Would you be happy to hear someone sample this record in their own production in the future? 

Hell yeah. Why not? That's great. To hear something like that, you know, people think your music is dope enough to sample it. 

What do you do when you're relaxing? Do you take time off?

When I'm relaxing, I'm home, man. I'm a homebody. I'm always making beats. I'm listening to the music, 45s I got that I forgot I had. I like to dig into my own collection at times, like, "Shit, I forgot about these." Start listening to that stuff and making beats. It doesn't stop, man. It doesn't stop at all. And it seems like the records that we find are just limitless.
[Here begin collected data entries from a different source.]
PR #3986, opened 2023-10-05
Add support for pluggable subsystems (DB-427)

timothycoleman:
Added: Support for pluggable subsystems

- Use the ISubsystem/ISubsystemFactory/ISubsystemsPlugin interfaces from EventStore.Plugins
- The ClusterVNodeOptions contain subsystem factories now instead of subsystems, and ISubsystem no longer has a Register method. The upshot is that instead of constructing the subsystems upfront and register()ing them later with the standard components, we construct the factories up front and use them to produce the subsystems later using the standard components.
- For minimal impact, the projections subsystem is its own factory.

Intended use:
These plugable subsystems that the server loads directly are are _tightly coupled_ to the implementation of the server, with all the advantages and disadvantages that that brings. They literally subscribe to the bus and publish to the main queue. It is anticipated that there will be very few of these, and users should never extend the system in this way. The immediate practical purpose of this is to host the forthcoming ConnectedSubsystems plugin (which will come out after the 23.10 LTS). The ConnectedSubsystems plugin will provide a more stable and decoupled API (currently: IClient) that other subsystems can implement.


timothycoleman:
(draft so that we merge the other pr that this is merging into first)

YoEight (dismissed):

hayley-jean (approved):

YoEight (approved):

PR #5296, opened 2025-10-07
[DB-1639]: Azure Blob support for KDB Archiving Feature

sakno:
Changed: Added Azure provider to store database archived transaction log files

### DIFF
--- a/src/KurrentDB.Core/Services/Archive/ArchiveOptions.cs
+++ b/src/KurrentDB.Core/Services/Archive/ArchiveOptions.cs
@@ -81,7 +81,7 @@ public class AzureOptions {
 	public string Container { get; init; } = "";
 
 	/// <summary>
-	/// Gets or sets service URL or connection string depending on <see cref="Authentication"/> type
+	/// Gets or sets service URL or connection string depending on <see cref="Authentication"/> type.
 	/// </summary>
 	public string ConnectionStringOrServiceUrl { get; init; } = "";
 


src/Directory.Packages.props
```diff
@@ -23,9 +23,11 @@
     <PackageVersion Include="Eventuous.Testing" Version="0.15.0" />
     <PackageVersion Include="Extensions.MudBlazor.StaticInput" Version="3.2.1" />
     <PackageVersion Include="FluentAssertions" Version="6.12.2" />
-    <PackageVersion Include="FluentAssertions.Analyzers" Version="0.34.1" />
+    <PackageVersion Include="FluentAssertions.Analyzers" Version="0.33.0" />
```
shaan1337, line 28: is the version downgrade intentional? (the new version was probably added to `master` recently)

.github/workflows/build-reusable.yml
```diff
@@ -9,6 +9,13 @@ on:
       arch:
         required: true
         type: string
+      azurite:
```
shaan1337: is this variable (`azurite`) used, or can it be removed?

src/Directory.Packages.props
sakno: Yes, it's intentional. I have incompatibility problems with my local .NET SDK 8.

.github/workflows/build-reusable.yml
sakno: Fixed

src/KurrentDB.Core/Services/Archive/ArchiveOptions.cs
```diff
@@ -72,6 +77,78 @@ public void Validate() {
...
+	public required AuthenticationType Authentication { get; init; }
+
+	public void Validate() {
+		string message;
+		if (string.IsNullOrWhiteSpace(Container)) {
+			message = "Please provide a Container for the Azure archive";
+		} else {
+			switch (Authentication) {
+				case AuthenticationType.ConnectionString when string.IsNullOrWhiteSpace(ConnectionString):
+					message = "Please provide connection string for Azure BLOB";
```
shaan1337:
```suggestion
					message = "Please provide a connection string (using ConnectionStringOrServiceUrl) for the Azure archive's storage account";
```

src/KurrentDB.Core/Services/Archive/ArchiveOptions.cs
```diff
@@ -72,6 +77,78 @@ public void Validate() {
...
+					break;
+				case AuthenticationType.UserAssignedClientId when string.IsNullOrWhiteSpace(UserIdentity):
+					message = "Please provide user identity";
```
shaan1337:
```suggestion
					message = "Please provide a UserIdentity for the Azure archive";
```

src/KurrentDB.Core/Services/Archive/ArchiveOptions.cs
```diff
@@ -72,6 +77,78 @@ public void Validate() {
...
+					break;
+				default:
+					return;
+			}
+		}
+
+		throw new InvalidConfigurationException(message);
+	}
+
+	public enum AuthenticationType {
```
shaan1337, line 132: right now, when providing an invalid `Authentication` type, an unintuitive exception is thrown. it would be great if an error message like this could be displayed:
```
Please provide a valid Authentication type (e.g Default, ConnectionString, SystemAssignedIdentity, UserAssignedClientId) for the Azure archive
```

src/KurrentDB.Core/Services/Archive/ArchiveOptions.cs
```diff
@@ -105,7 +105,7 @@ public void Validate() {
 			message = "Please provide a Container for the Azure archive";
 		} else {
 			switch (Authentication) {
```
shaan1337, line 106: it looks like `Default` is missing in the switch statement:

```
				case AuthenticationType.Default when string.IsNullOrWhiteSpace(ConnectionStringOrServiceUrl):
                        message = "Please provide a Service URL (using ConnectionStringOrServiceUrl) for the Azure archive's storage account";
                        break;
```

right now, it throws an unfriendly exception:
```
System.ArgumentNullException: Value cannot be null. (Parameter 'uriString')
   at System.ArgumentNullException.Throw(String paramName)
   at System.ArgumentNullException.ThrowIfNull(Object argument, String paramName)
   at System.Uri..ctor(String uriString, UriKind uriKind)
...
```

src/KurrentDB.Core/Services/Archive/ArchiveOptions.cs
```diff
@@ -72,6 +77,90 @@ public void Validate() {
 	}
 }
 
+public class AzureOptions {
+	public string Container { get; init; } = "";
+
+	/// <summary>
+	/// Gets or sets service URL or connection string depending on <see cref="Authentication"/> type
```
shaan1337:
```suggestion
	/// Gets or sets service URL or connection string depending on <see cref="Authentication"/> type.
```

PR #5310, opened 2025-10-10
[DB-1650]: Use single file handle in PTable

sakno:
Changed: Index shares the single file handle across all readers


src/KurrentDB.Core/Configuration/ClusterVNodeOptions.cs
```diff
@@ -427,6 +427,7 @@ public record DatabaseOptions {
 		public int InitializationThreads { get; init; } = 1;
 
 		[Description("The number of reader threads to use for processing reads. Set to '0' to scale automatically (Default)")]
+		[Deprecated("This setting no longer has an effect. The workers automatically scale as necessary")]
```
shaan1337:
```suggestion
		[Deprecated("The ReaderThreadsCount parameter has been deprecated as of version 26.0.0 and currently has no effect. The workers automatically scale as necessary."")]
```

PR #5317, opened 2025-10-14
[DB-1713] Query editor: check if data is valid JSON

shaan1337:
Fixed: Query editor: check if data is valid JSON

Non-JSON data is now displayed as `<non-json data>` (instead of resulting in a query error previously)

Screenshot from 2025-10-15 16-55-28

### DIFF
--- a/src/KurrentDB.Core/DuckDB/InlineFunctions.cs
+++ b/src/KurrentDB.Core/DuckDB/InlineFunctions.cs
@@ -41,7 +41,7 @@ public class KdbGetEventSetup(IPublisher publisher) : IDuckDBSetup {
 		DateTime created,
 		ReadOnlyMemory<byte> data,
 		ReadOnlyMemory<byte> meta) {
-		var dataString = data.IsValidUtf8Json() ? Helper.UTF8NoBom.GetString(data.Span) : "\"<raw data>\"";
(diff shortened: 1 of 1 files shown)


timothycoleman:
would `KurrentDB.Common.Utils.IsValidUtf8Json` be a sensible lighter weight choice here

shaan1337:
> would `KurrentDB.Common.Utils.IsValidUtf8Json` be a sensible lighter weight choice here

yup, that's better, thanks. fixed

src/KurrentDB.Core/DuckDB/InlineFunctions.cs
```diff
@@ -41,7 +41,7 @@ private static string AsDuckEvent(string stream,
 		DateTime created,
 		ReadOnlyMemory<byte> data,
 		ReadOnlyMemory<byte> meta) {
-		var dataString = Helper.UTF8NoBom.GetString(data.Span);
+		var dataString = data.IsValidUtf8Json() ? Helper.UTF8NoBom.GetString(data.Span) : "\"<raw data>\"";
```
shaan1337:
```suggestion
		var dataString = data.IsValidUtf8Json() ? Helper.UTF8NoBom.GetString(data.Span) : "\"<non-json data>\"";
```

PR #5347, opened 2025-11-05
[DB-1715]: Simple rate limiter for read requests

sakno:
Changed: Introduced simple rate limiter for read requests, which is off by default.


timothycoleman:
(sorry clicked the wrong button and closed it accidentally)

PR #5366, opened 2025-11-18
[DEV-1010] Add POST method support to list connectors

w1am:
Support querying connectors using `POST /connectors` while still supporting `GET /connectors` with query params.


w1am:
Cancelling this because querying with search parameters is preferable

PR #5497, opened 2026-02-09
[DB-1912] Persistent subscriptions: Fix wrong checkpoint when using pinned strategy

shaan1337:
Persistent subscription consumer strategies that can skip events can produce wrong checkpoints when events are skipped. The pinned consumer strategy is currently the only strategy that can skip events.

This PR fixes the following issues:
- The logic for assigning sequence numbers / previous event positions to `OutstandingMessage` did not take skipped events into consideration - this could result into wrongly assigned sequence numbers / previous event positions and subsequently to wrong checkpoints too.
- The checkpointing mechanism only considers messages in the retry list but skipped events were left in the buffer - this could also result into wrong checkpoints.

### DIFF
--- a/src/KurrentDB.Core.Tests/Services/PersistentSubscription/PersistentSubscriptionTests.cs
+++ b/src/KurrentDB.Core.Tests/Services/PersistentSubscription/PersistentSubscriptionTests.cs
@@ -2543,6 +2543,61 @@ public class CheckpointingWithSkippedEvents {
 	}
 }
 
+public class CheckpointingWithNoMoreCapacity {
+	[Test]
+	public void checkpoint_is_correct_when_message_hits_no_more_capacity_then_succeeds() {
+		var version = 0;
+
+		IPersistentSubscriptionStreamPosition checkpoint = null;
+		var clientEnvelope = new FakeEnvelope();
+		var reader = new FakeCheckpointReader();
+		const string subscriptionStream = "streamName";
+		var sub = new KurrentDB.Core.Services.PersistentSubscription.PersistentSubscription(
+			PersistentSubscriptionToStreamParamsBuilder.CreateFor(subscriptionStream, "groupName")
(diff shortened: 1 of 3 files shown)


timothycoleman:
### Originally (before pinned strategies)

- Events were leaving the _buffer in order, and assigned sequence numbers as they did so.
- Checkpointing worked by looking at the lowest sequence number that is in flight or waiting to be retried. i.e. the lowest one that we've started but not finished.

### With the addition of pinned strategies

- Introduced 'Skipped' consumer push result, where we leave an event in the _buffer (with no sequence number) if its consumer is too busy.
- Events can therefore leave the buffer out of order and receive sequence numbers out of order.
- Checkpointing unchanged, does not consider events in _buffer that were skipped, only in-flight and retries.

Problems (these only affect pinned strategies):
1. skipped events, when they are pushed to client later, will be assigned a sequence number out of order, which is not suitable for checkpointing.
1. skipped events are not visible to the checkpointing mechanism

### This PR

To solve this, we
1. ensure that the sequence numbers are assigned in order even when an event is skipped
1. ensure that skipped events are visible to the checkpoint mechanism

The easiest way to achieve both these things is, when we skip an event we give it a sequence number and move it to the _retry list immediately. This is natural because conceptually the `StreamBuffer` of events ready to push is `_retry ++ _buffer`.

Alternatively, when skipping an event we could give it a sequence number and leave it in the `_buffer`, and give the checkpointer a way to check the buffer (it would only check the initial section that have sequence numbers, not the whole buffer), but this seems unnecessarily complicated.

Note that:

1. Backpressure is maintained because StreamBuffer.CanAccept considers the count of _buffer and _retry
1. Stats will show a higher number of events in retry. this is reasonable enough because although we didn't send them to the client, but we did try to.

timothycoleman (approved):

PR #5499, opened 2026-02-10
[DB-1915]: Use fixed behavior in PoolingBufferedStream class

sakno:
Changed: Use fixed behavior in PoolingBufferedStream class.

Related PR #5490.


timothycoleman (approved):
:+1:

timothycoleman:
this PR removes a workaround now that the library class has the desired behaviour. it is an internal refactor not affecting behaviour

PR #5544, opened 2026-03-07
feat(projections-v2): V2 projection engine with biState support

alexeyzimarev:
## Summary

- Restructure projections into modular assemblies (JavaScript, Management, Shared, V1, V2)
- Implement V2 projection engine with channel-based partition processing, biState support, deferred partition key computation for thread-safe Jint usage, and checkpoint coordination with atomic multi-stream writes
- Fix null-state partition caching bug that caused repeated `Initialize()`/`ProcessPartitionCreated()` calls corrupting shared state in biState projections
- Add account balancer biState integration test validating credit/debit processing, shared state accumulation, and custom partition key filtering

## Key Changes

**V2 Engine Architecture:**
- `PartitionDispatcher` — routes events to partition channels, supports deferred partition key mode for non-thread-safe Jint engine
- `PartitionProcessor` — processes events per partition with biState (shared + per-partition) state management
- `CheckpointCoordinator` — coordinates checkpoints across partitions with atomic multi-stream writes
- `ReadStrategyFactory` — creates read strategies (FilteredAll, StreamSet) from source definitions

**Bug Fixes:**
- `PartitionProcessor`: Track null-state partitions in cache (`Dictionary<string, string?>`) to prevent re-initialization
- `AccountBalancerSpecTests`: Use `ConcurrentQueue` instead of `ConcurrentBag` to preserve write ordering

## Test plan

- [x] Account balancer biState integration test passes (verifies ESDBB-01 balance=550, ESDBB-S01 balance=300, shared state totalBalance=850)
- [x] Existing projections tests still pass
- [x] Unit tests for PartitionDispatcher, OutputBuffer, and engine lifecycle


alexeyzimarev:
## Assessment of Qodo Review Items

### Items that are NOT bugs (dismiss):

**1. "Create missing ApiCallback"** — `ProjectionManagement` is not an API v2 service. It uses `CallbackEnvelope`, the standard pattern for the management layer. Mixing in `ApiCallback` would cross abstraction boundaries.

**2. "Create throws generic exception"** — Same reasoning. This isn't an API v2 endpoint, so `RequestValidator` doesn't apply here.

**3. "Engine v2 always faults — CreateProcessingPhases throws NotSupportedException"** — **Intentional by design.** The message says `"V2 engine does not use v1 processing phases. Use ProjectionEngineV2 directly."` The strategy class exists as a marker for the management layer. The V2 engine is invoked through `ProjectionEngineV2`, not V1's phase pipeline.

**7. "Checkpoint sequence reset drops buffers"** — Correct behavior. If a newer checkpoint marker arrives before all partitions reported for the old one, abandoning the stale checkpoint in favor of the newer one is the right thing to do. Writing an old checkpoint when a newer one is pending would be wrong.

**9. "Null passed to Load"** — `JintProjectionStateHandler.Load(null)` explicitly handles null by calling `LoadCurrentState(JsValue.Null)`. This is correct for partitions where `$created` sets `s[0] = null` (like the "description" partition in the account-balancer spec).

### Items fixed in 4f71abf:

**4. "StateHandler shared concurrently"** — Fixed. Config now uses `StateHandlerFactory` (`Func<IProjectionStateHandler>`) instead of a single instance. Each partition processor creates its own handler via the factory.

**5. "BiState shared state races"** — Fixed. BiState projections are now forced to `PartitionCount=1` at engine startup (shared state requires sequential processing). A warning is logged if the configured count was > 1.

**6. "Custom partition routing mismatch"** — Fixed. Removed the deferred partition key mode. Partition keys are now always computed on the read loop thread using a dedicated handler instance, and the dispatcher routes by actual partition key hash (not stream ID hash). This guarantees all events for the same partition land on the same processor.

**10. "EmitEnabled flag unused"** — Fixed. The partition processor now gates emitted events on the `EmitEnabled` config flag.

### Low-priority improvement (noted, not blocking):

**8. "Checkpoint write can hang"** — `await tcs.Task` has no timeout. In practice the bus is in-process so message loss is extremely unlikely, but adding a timeout would be more defensive. Low priority.

---

*🤖 Generated with [Claude Code](https://claude.com/claude-code)*

src/KurrentDB.Projections.JavaScript/Services/Interpreted/JintProjectionStateHandler.cs
George-Payne, line 1: ## 1. LinkStreamTo indexes out of bounds

Lines ~337-343. When 3 parameters are passed, it accesses `parameters.At(4)` instead of `parameters.At(2)`. Also has an empty `if` block that looks like an incomplete refactor:

```csharp
JsValue LinkStreamTo(JsValue thisValue, JsValue[] parameters) {
    var stream = EnsureNonNullStringValue(parameters.At(0), "streamId");
    var linkedStreamId = EnsureNonNullStringValue(parameters.At(1), "linkedStreamId");
    if (parameters.Length == 3) {
        // empty block - looks unfinished
    }

    ExtraMetaData? metadata = null;
    if (parameters.Length == 3) {
        var md = parameters.At(4).AsObject(); // should be At(2)
```

Would throw at runtime whenever metadata is passed to `linkStreamTo`. Likely untested code path.

## 2. Multi-parameter log doesn't assemble output correctly

Lines ~376-389. Two issues:
- Separator starts at `i > 1` instead of `i > 0`, so first two items have no separator
- Primitives are logged individually via `Log(p.ToString())` instead of appended to the StringBuilder, so the final `Log(sb.ToString())` only contains objects

```csharp
for (int i = 0; i < parameters.Length; i++) {
    if (i > 1)          // should be i > 0
        sb.Append(" ,");
    var p = parameters.At(i);
    if (p != null && p.IsPrimitive())
        Log(p.ToString());    // should be sb.Append(p.ToString())
    if (p is ObjectInstance oi)
        sb.Append(Serialize(oi));
}
Log(sb.ToString());
```

`log("a", "b", "c")` would emit three separate log lines for each primitive, then an empty assembled line.

## 3. EnsureBody casts JsNull to ObjectInstance

Line ~884. If the parsed body is `JsNull` (raw data is `"null"`), it casts to `ObjectInstance` which would throw:

```csharp
var body = raw.IsNull() ? raw : _parser.Parse(raw.AsString());
// ...
objectInstance = (ObjectInstance)body; // throws if body is JsNull
```

## 5. BiState PrepareOutput checks wrong value for IsString

Line ~214 in `PrepareOutput`. Checks `_state.IsString()` (the biState array) instead of `state.IsString()` (the extracted element from index 0):

```csharp
var arr = _state.AsArray();
newState = arr.TryGetValue(0, out var state)
    ? (_state.IsString() ? _state.AsString() : ConvertToStringHandlingNulls(state))
    //  ^^^^^^ should be `state.IsString()` and `state.AsString()`
    : "";
```

Would cause incorrect serialization if a biState projection stored a raw string as partition state (s[0] = "someString"). The string would go through JSON serialization instead of being returned directly.

## 6. NaN/Infinity crashes the serializer

`SerializePrimitive` calls `writer.WriteNumberValue(value.AsNumber())` without checking for NaN/Infinity. `Utf8JsonWriter` throws `ArgumentException` for non-finite doubles. A projection handler that produces NaN or Infinity state values would fault the projection.

timothycoleman: Alexey's filed this as DB-1969

timothycoleman (approved):
Further work to consider, filed in ticket DB-2020:
```
Limitations in this preview / Potential further work
- outputstate() not yet implemented
- consider storing the checkpoint position in the state checkpoints?
- reset not yet implemented
- projection progress % isn't reported, possibly other stats too. processing rate is reported.
- Error when editing v2 projection in legacy UI: 'Failed to fetch projection result'
- Projections.V2.Tests take a curiously long time to run. engine_with_multiple_partitions_processes_events, v2_tombstone_while_running_with_more_events  seems to be flaky
- v2 always writes the state even if it hasn't changed (not sure if important)
- Various todos in the Projections.V2 project. Highlights:
	- // todo: is this less rich than CheckpointTag? should it be?
	- two unbounded partition dictionaries may need evication strategy
	- consider checkpointing when the source subscription has filtered out a lot of events
	- maxProjectionStateSize warnings
	- projection version/epoch not plumbed
```

PR #5562, opened 2026-03-23
Projections v2 engine suggestions

timothycoleman:
Suggestions/fixesefor #5544


AlexanderJohnston:
🫨Partitioned processing?! Let me stand up and cheer for you all because this will have a big impact on my work. I love this change!

I think there may be a correctness bug under overlapping checkpoints in the new v2 engine. The design doc calls out this invariant:
- At most 1 outstanding checkpoint
- 2 buffers per partition are only sufficient given that invariant

But I don't see that enforced in the implementation or the tests. For example, in `ProjectionEngineV2LifecycleTests`, the multi-partition test intentionally uses a high checkpoint threshold with the comment:

> `avoiding a race in CheckpointCoordinator when multiple markers are injected and partitions process at different speeds`

That suggests the race is already suspected, but I do not see a test that validates overlapping checkpoint markers are actually safe. Is that covered in a different PR?

## Relevant Code

`ProjectionEngineV2.RunReadLoop()` injects checkpoint markers whenever thresholds fire, but it does not wait for the previous checkpoint to complete:

```csharp
if (elapsedMs >= _config.CheckpointAfterMs &&
      (eventsProcessed >= _config.CheckpointHandledThreshold ||
       bytesProcessed >= _config.CheckpointUnhandledBytesThreshold)) {
      await dispatcher.InjectCheckpointMarker(lastLogPosition, ct);
      eventsProcessed = 0;
      bytesProcessed = 0;
      lastCheckpointTime = Stopwatch.GetTimestamp();
  }
```

`PartitionProcessor.HandleCheckpointMarker()` only has two buffers and rotates them like this:

```csharp
var bufferToFlush = _activeBuffer;
_activeBuffer = _frozenBuffer;
_activeBuffer.Clear();
_frozenBuffer = bufferToFlush;

await onCheckpointMarker(sequence, bufferToFlush);
```

This is only safe if the previous frozen buffer is guaranteed not to still belong to an in-flight checkpoint.

Only the last partition to report a marker seems to block on `WriteCheckpoint()`:

```csharp
lock (_lock) {
    if (_currentMarkerSequence != markerSequence) {
        _currentMarkerSequence = markerSequence;
        _collectedCount = 0;
        Array.Clear(_collectedBuffers);
    }

    _collectedBuffers[partitionIndex] = buffer;
    _collectedCount++;
    allCollected = _collectedCount == partitionCount;
}

if (allCollected) {
    await WriteCheckpoint(markerSequence);
}
```

Earlier partitions return immediately and continue processing, so they can reach the next marker before the current checkpoint write has finished.

## Failure Case

Let's assume there's two partitions, `P0` and `P1`, and checkpoint sequence is at `100`. 

1. `P0` reaches marker `100` first.
2. `P0` freezes buffer `A`, switches to buffer `B`, reports marker `100`, and returns immediately because not all partitions have reported yet.
3. `P0` continues processing new events into `B`.
4. `P1` later reaches marker `100` and is the last partition to report, so it starts `WriteCheckpoint(100)`.
5. While checkpoint `100` is still in flight, `P0` reaches marker `101`.
6. `P0` executes:

```csharp
  var bufferToFlush = _activeBuffer;    // B
   _activeBuffer = _frozenBuffer;      // A
   _activeBuffer.Clear();             // clears A
   _frozenBuffer = bufferToFlush;    // frozen = B
```

7. Buffer `A` was still part of checkpoint `100`, but marker `101` just cleared/reused it.

At that point checkpoint `100` can be written with missing or corrupted emitted events / state from `P0`.

## Notes 

I could try proposing a fix to this, but if I'm being honest... I've only been watching this PR for a week and it's full of nuanced choices. Can anyone confirm that my analysis makes sense before I put more time into identifying a targeted fix? It's possible I've misunderstood the intended flow here with concurrency.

It’s always something out there to find, you know what I'm saying?

Have you been able to visit record stores and still dig for things this past year during the pandemic? 

Of course. That doesn't really stop. I got a couple disposable hazmat suits. I just go in, get on the floor, and do what I do.

Are there any projects of yours that you don't talk about necessarily as often but you go back to, like a personal favorite?

I'm proud of everything I do, but the most proud would probably have to be between "Mecca and the Soul Brother" and "New York's Finest,” when it comes to my own work. 

Is there anything new to you that you still want to try in your career?

There's lots of things I want to do with my band, and try to see how we could coexist on it, you know what I mean? That’s exciting, to merge my ideas with their skills. People love music. It's medicine, and what some people don't realize, it's a healer. Okay? And I make all kinds of music, street music, cool out music, normal hip hop music, R&B, I could make a house record, I can do all kinds of stuff now. And now that I have a band, there's no limit to what I can do.